Unsecured Mechanical Lifts Left Unlocked in Resident Hallway
Penalty
Summary
The deficiency involves the facility’s failure to keep the environment as free of accident hazards as possible in the hallway adjacent to the 300 Hall, specifically related to unsecured mechanical lifts. Surveyors repeatedly observed three mechanical lifts parked in this hallway that were unlocked and unsecured on multiple occasions over three consecutive days at various times. These observations showed that the lifts remained in an unsecured state while not in use, in an area used for storing and charging them. During interviews, an RN assigned to the 300 Hall stated she was unaware that the three mechanical lifts parked in the adjacent hallway were unlocked and unsecured, despite being stationed at the nearby nurses’ station. She reported having received in‑service training on mechanical lift safety and storage but could not recall when the training occurred. The RN acknowledged that mechanical lifts were supposed to be locked when not in use and confirmed that the three lifts observed were the only ones she used for residents and that they were stored in that hallway to be charged when not in use. She also stated that she typically did not check the parked lifts to verify they were locked and secured.

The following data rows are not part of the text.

PR #4620, opened 2021-11-09
Remove miscellaneous css custom properties

### LINKED ISSUE #4589: Remove miscellaneous css custom properties
Remove this garbage ❤️ 

| token | value |
| --- | --- |
| --p-override-none | none |
| --p-override-transparent | transparent |
| --p-override-one | 1 |
| --p-override-visible | visible |
| --p-override-zero | 0 |
| --p-non-null-content | '' |
| --p-badge-mix-blend-mode | luminosity |
| --p-range-slider-thumb-scale | 1.5 |

lgriffee:

Fixes #4589 

The following tokens (see table below) were made to rollout the design language changes in 2020 and should no longer be used.

Swapping the following tokens for equivalent values or completely removing the value and associated css property.

| token | value |
| --- | --- |
| --p-override-none | none |
| --p-override-transparent | transparent |
| --p-override-one | 1 |
| --p-override-visible | visible |
| --p-override-zero | 0 |
| --p-non-null-content | '' |
| --p-badge-mix-blend-mode | luminosity |
| --p-range-slider-thumb-scale | 1.5 |

## 

### How to 🎩

<details>

```jsx
import React from 'react';
import {Page} from '../src';

  return (
    <Page title="Playground">
    </Page>
  );
}
```

</details>

### 🎩 checklist


documentation/Color system.md
```diff
@@ -268,14 +268,8 @@ Used to decorate elements where color does convey a specific meaning in componen
...
 | `--p-button-inner-shadow`                 | `inset 0 -1px 0 rgba(0, 0, 0, 0.2)`                                                                          |
 | `--p-button-pressed-inner-shadow`         | `inset 0 1px 0 rgba(0, 0, 0, 0.15)`                                                                          |
-| `--p-override-none`                       | `none`                                                                                                       |
-| `--p-override-transparent`                | `transparent`                                                                                                |
-| `--p-override-one`                        | `1`                                                                                                          |
-| `--p-override-visible`                    | `visible`                                                                                                    |
-| `--p-override-zero`                       | `0`                                                                                                          |
```
alex-page, line 275: I would revert the changes in this file as these values are still going to come from `polaris-tokens`. This file is built by running `yarn colordocs`. We will remove this file and content in the future!

src/components/Badge/Badge.scss
```diff
@@ -15,7 +15,7 @@ $pip-spacing: ($height - $pip-size) / 2;
   align-items: center;
   padding: $vertical-padding $horizontal-padding;
   background-color: var(--p-surface-neutral);
-  border: var(--p-override-zero);
+  border: 0;
```
alex-page: Can we remove the `border: 0` or is it overriding another value?

alex-page (commented):
This looks great @lgriffee. I am unsure if we can remove some of these values all together or if they override another value in the CSS cascade. Would you be able to take a look?

src/components/Badge/Badge.scss
lgriffee: I think we can remove it. I removed the property and then checked all Storybook examples in Chrome, Safari, and Firefox and didn't find anything that it might be overriding.

lgriffee: I can go through all the other values and do the same. Let me know if you think I may be overlooking anything testing wise.

lgriffee: Oh I just realized I didn't test on mobile (iOS or Android) if that's something else I should also do for all of these.

alex-page: Just make sure to test responsively if the CSS is inside a media query. We shouldn't need to device test these fallbacks.

src/components/Select/Select.scss
```diff
@@ -41,21 +41,6 @@ $stacking-order: (
...
-    // stylelint-disable-next-line color-no-hex
-    color: #9c9798;
-  }
-
-  // stylelint-disable-next-line selector-max-class, selector-max-specificity
-  &.error .Input:-moz-focusring {
-    color: transparent;
-    text-shadow: var(--p-override-none);
-  }
-}
```
lgriffee, line 57: Removing unused class. Here's [the legacy commit from when it was added](https://github.com/Shopify/polaris-react/blob/daaa92ec1ff45a5ebc8f1d6cc431ce259368d6e3/src/components/Select/Select.tsx#L68)

src/components/Breadcrumbs/Breadcrumbs.scss
```diff
@@ -24,10 +24,6 @@ $icon-size: rem(20px);
 
   &:active {
     background-color: var(--p-surface-pressed);
-
-    .ContentWrapper {
-      background: var(--p-override-transparent);
-    }
```
alex-page, line 30: Do we need the HTML element with `.ContentWrapper` classname? Or can we flatten this components HTML?

alex-page (approved):
Awesome work @lgriffee. I had one question but this looks great 💯. It looks like you have a conflict with the `UNRELEASED.md` file let me know if you need help resolving that!

src/components/Select/Select.scss
alex-page: Amazing! Thanks for the context Laura. I think it makes sense to remove this code.

src/components/Breadcrumbs/Breadcrumbs.scss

A CNA assigned to the same hall similarly reported being unaware that the three mechanical lifts were unlocked and unsecured, despite also having received in‑service training on mechanical lift safety and storage and being unable to recall when that training last occurred. The DON stated she was unaware that the three lifts had been left unlocked and unsecured over the three days of observation and confirmed her expectation that all mechanical lifts be locked when not in use. The DON stated that all staff had been educated on proper mechanical lift usage and safety but could not recall when the last in‑service training occurred. The DON and Administrator both reported that the facility did not have a policy addressing accidents and hazards related to mechanical lift safety and storage, and the existing “Total Mechanical Lift” policy did not contain information on accidents and hazards related to lift safety and storage.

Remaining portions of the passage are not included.